Army Corps To Send Runoff to St. Lucie River

By Tyler Treadway
August 21, 2017
TC Palm

The feds are planning to send rainwater runoff in western Martin County east to the St. Lucie River, and leaving the door open for possible discharges from Lake Okeechobee.

For most of the summer, the Army Corps of Engineers has allowed runoff into the C-44 Canal to flow west into Lake O.

From January through July, more than 27 billion gallons of water flowed from the C-44 into the lake, 15 percent of the total flow into the lake.

On Sunday, about 152 million gallons of water flowed into the lake from the canal, which collects water primarily from farmland in western Martin County.
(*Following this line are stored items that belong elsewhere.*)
PR #13321, opened 2019-07-10
Correct usage of async void.

Youssef1313:
The edit I made was also said in a NDC Sydney conference by a Microsoft developer and I think it's correct.
https://youtu.be/av5YNd4X3dY?t=899
(from time 15:00 to 15:12)

### DIFF
--- a/docs/csharp/language-reference/keywords/async.md
+++ b/docs/csharp/language-reference/keywords/async.md
@@ -65,7 +65,7 @@ An async method can have the following return types:
 
 - <xref:System.Threading.Tasks.Task>
 - <xref:System.Threading.Tasks.Task%601>
-- [void](../../../csharp/language-reference/keywords/void.md), which should only be used for event handlers or only call it from the main thread.
+- [void](../../../csharp/language-reference/keywords/void.md). `async void` methods are generally discouraged for code other than event handlers because callers cannot `await` those methods and must implement a different mechanism to report successful completion or error conditions.
 - Starting with C# 7.0, any type that has an accessible `GetAwaiter` method. The `System.Threading.Tasks.ValueTask<TResult>` type is one such implementation. It is available by adding the NuGet package `System.Threading.Tasks.Extensions`. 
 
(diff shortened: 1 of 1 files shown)


stephentoub:
Both the existing guidance and the update could easily be construed as law rather than guidance (I also don't really understand the update).  `async void` can absolutely be misused, and its use should be limited, but in docs like this we should avoid absolutes, as there are always gray areas.

Youssef1313:
> 
> 
> Both the existing guidance and the update could easily be construed as law rather than guidance (I also don't really understand the update). `async void` can absolutely be misused, and its use should be limited, but in docs like this we should avoid absolutes, as there are always gray areas.

As far as I know, The `misuse` of `async void` is when it's called from a thread different from the main thread. and `main thread` isn't limited to event handlers only. That's what the update is.

stephentoub:
> The misuse of async void is when it's called from a thread different from the main thread.

No, it's valid to use `async void` from any thread.

docs/csharp/language-reference/keywords/async.md
```diff
@@ -65,7 +65,7 @@ An async method can have the following return types:
 
 - <xref:System.Threading.Tasks.Task>
 - <xref:System.Threading.Tasks.Task%601>
-- [void](../../../csharp/language-reference/keywords/void.md), which should only be used for event handlers.
+- [void](../../../csharp/language-reference/keywords/void.md), which should only be used for event handlers or only call it from the main thread.
```
BillWagner: How about this as a different update:

```suggestion
- [void](../../../csharp/language-reference/keywords/void.md). `async void` methods are generally discouraged because callers cannot `await` those methods and must implement a different mechanism to report successful completion or error conditions.
```

stephentoub: That's fine.  I'd suggest changing "are generally discouraged" to "are generally discouraged for code other than event handlers"

BillWagner: updated. Thanks @stephentoub. 

@Youssef1313 If you commit this suggestion, I’ll :shipit:

Youssef1313:
@BillWagner, Thanks for your update, I see it's better.
@stephentoub, Thanks for your review and explanation. (btw, Your pause implementation for async helped me!)

BillWagner (approved):
Thanks for updating this @Youssef1313 and participating in the discussion on this update.

I’ll :shipit: now.

PR #13328, opened 2019-07-10
Replace Active Accessibility tokens

nxtn:


rpetrusha (approved):
Thank you, @NextTurn, for continuing to replace tokens with their token text and remove the unused tokens. I'll merge your PR now.

PR #13054, opened 2019-06-26
Reference consolidation numeric types

BillWagner:
This contributes to #10728 (The next PR will do the same with the floating point types.)

Notes for reviewers: 

docs/csharp/language-reference/builtin-types/integral-numeric-types.md is the only new file.  The redirection file and the Language Reference TOC are the only other files with major changes. The other changed files were updated for links to files that have been removed.

[Internal review link](https://review.docs.microsoft.com/en-us/dotnet/csharp/language-reference/builtin-types/integral-numeric-types?branch=pr-en-us-13054)

Other changes to test:
- The Language reference TOC should have "displayName" attributes for all integral types. 
- Build warnings for redirects and updated links.

PR #13333, opened 2019-07-10
Update value-types-table.md

hillmarcus:
Removed a typo causing an extra row to be in the type table

### DIFF
--- a/docs/csharp/language-reference/keywords/value-types-table.md
+++ b/docs/csharp/language-reference/keywords/value-types-table.md
@@ -18,7 +18,6 @@ The following table shows the C# value types:
 |[bool](bool.md)|Boolean||
 |`byte`|Unsigned, numeric, [integral](../builtin-types/integral-numeric-types.md)||
 |[char](char.md)|Unsigned, numeric, [integral](../builtin-types/integral-numeric-types.md)
-)||
 |`decimal`|Numeric, [floating-point](../builtin-types/floating-point-numeric-types.md)|M or m|
 |`double`|Numeric, [floating-point](../builtin-types/floating-point-numeric-types.md)|D or d|
 |[enum](enum.md)|Enumeration||


Youssef1313 (changes requested):
Some of the table records has hyperlinks to redirect to its corresponding docs page, but others don't.
I suggest you add hyperlinks to those who don't already have.

hillmarcus:
The ones that have links in the first column have pages in the `language-reference/keywords` folder, while those that don't have links are missing those pages. The links in the second column contain similar information only those link to the `language-reference/builtin-types` folder.

I'm not going to make any more changes for this pull request. Adding additional keyword pages should be another task for someone more involved in the project.

Youssef1313:
I think it won't require adding any additional pages, I didn't search, but there should be a page somewhere in the docs about `byte` for example which don't have hyperlink, even if not in the `language-reference/keywords`. Anyway, I may add that change later if you're interested in it.

pkulikov:
> there should be a page somewhere in the docs about `byte`

@Youssef1313 not anymore; PR #13054 has combined information about individual integral numeric types into one article, which is referenced in the table under consideration in the third column. So, I think missing hyperlinks are by design.

BillWagner:
@hillmarcus @Youssef1313 Thanks for creating this, and the discussion.  As @pkulikov points out, you’re seeing the content during a time when some reorganization is happening.  [This project](https://github.com/dotnet/docs/projects/71) contains issues that maps out the proposed reorganization of the C# reference. 

There’s also more details in [this gist](https://gist.github.com/BillWagner/047cb97f6c0fe542d3a1299e994b2acd) for the entire project plan for an updated C# Guide.

As a result of some of these changes, the individual pages for many of the built in types are now consolidated (or in progress for that). 

Thanks for helping us improve!

BillWagner (approved):
Thanks for making this change @hillmarcus 
I'll :shipit: now.

PR #13342, opened 2019-07-11
Clarify "abstract"

### LINKED ISSUE #11840: clarification on virtual and abstract as applied to methods
“The virtual keyword is used to modify a method, property, indexer, or event declaration and allow for it to be overridden in a derived class.”
Very top of the page: https://docs.microsoft.com/en-us/dotnet/csharp/language-reference/keywords/virtual

https://docs.microsoft.com/en-us/dotnet/csharp/language-reference/keywords/abstract
	“Members marked as abstract, or included in an abstract class, must be implemented by classes that derive from the abstract class.”

A couple of paragraphs down that page: “An abstract method is implicitly a virtual method.”

So, an abstract method MUST be implemented by an subclass.  But an abstract method is implicitly virtual.  And a virtual method can be overridden by the subclass, but doesn’t necessarily have to be.

What am I missing?

---
#### Document Details

* ID: 89022fe7-b2e3-5fb5-4930-d6bc5284081a
* Version Independent ID: 6a4f3ec1-e2eb-e046-d840-1c442276b3fb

With the lake rising quickly over the past few days, Corps water managers say they could send runoff from future rain toward the South Fork of the St. Lucie River, which is typical this time of year.

“When the lake level was lower, we wanted to capture the water to ensure we had enough to get us through the dry season” next winter, Luis Alejandro, the Corps’ chief of the Water Management Section for Florida, said in a prepared statement.

The rising water level makes it harder to send water from the canal into the lake by gravity, Alejandro said. “The only remaining option for water that collects in the canal is to send it east through the St. Lucie structure.”

Adding runoff from the canal will make water quality in the St. Lucie River “go from bad to worse,” said Mark Perry, executive director of the Florida Oceanographic Society in Stuart.